Energiewende und Smarte Technologien

Im Zusammenhang mit dem nachhaltigeren Umgang mit Energie und der Energiewende spielen smarte Technologien eine immer zentralere Rolle. «Die grosse Frage dabei ist, wie Lösungen implementiert werden und was für ein effektiver Mehrnutzen für den Nutzer und auch für die Allgemeinheit damit generiert werden kann.» Oft scheitern Firmen heute daran. «Da ist es wichtig, dass man ein System als Ganzes betrachtet und schaut, wo Energiesparpotential vorhanden ist und wie es genutzt werden kann.» Als Beispiel nennt Adamczyk die Sparte der mobilen Telefonie, die heute, punkto Energieverbrauch bereits Massstäbe gesetzt hat.

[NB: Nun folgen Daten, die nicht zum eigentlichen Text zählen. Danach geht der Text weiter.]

PR #574, opened 2021-06-07
feat: remove batch manager

antsgar:
- Removed batch-manager submodule
- Removed batched manager related code

### DIFF
--- a/.env.sample
+++ b/.env.sample
@@ -9,7 +9,6 @@ SECRET_KEY_BASE=test
 APP_HOST=http://localhost:3001
 
 EXTENSIONS_MANAGER_LOCATION=extensions/extensions-manager/dist/index.html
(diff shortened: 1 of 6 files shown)


antsgar:
Figure this should be 3.0.0 since there is some code removal that would be a breaking change?

mobitar (approved):

jmason888:
Apparently, I need to monitor these "features" more closely so that I am not surprised by the removal of a feature that I (occasionally) rely upon (but when I do rely upon it, it is critical).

Wie verhält es sich aber mit den Ladegeräten, die, eingesteckt manchmal noch beinahe gleich viel Strom verbrauchen, auch wenn kein Endgerät angehängt ist? «Durch smarte Lösungen wird der Konsum und die Produktion von Strom erst richtig matchbar. Künftig wird die Stromproduktion noch viel mehr von der Witterung abhängig sein. Der Konsum hingegen bleibt vom Menschen abhängig.» Der «IoT-Concentrator» und die «Zero-Standby-Technologie» sind dazu Optimierungsansätze und letztlich auch kleine, aber bedeutende Schritte zum nachhaltigeren Umgang mit Energie in Zukunft.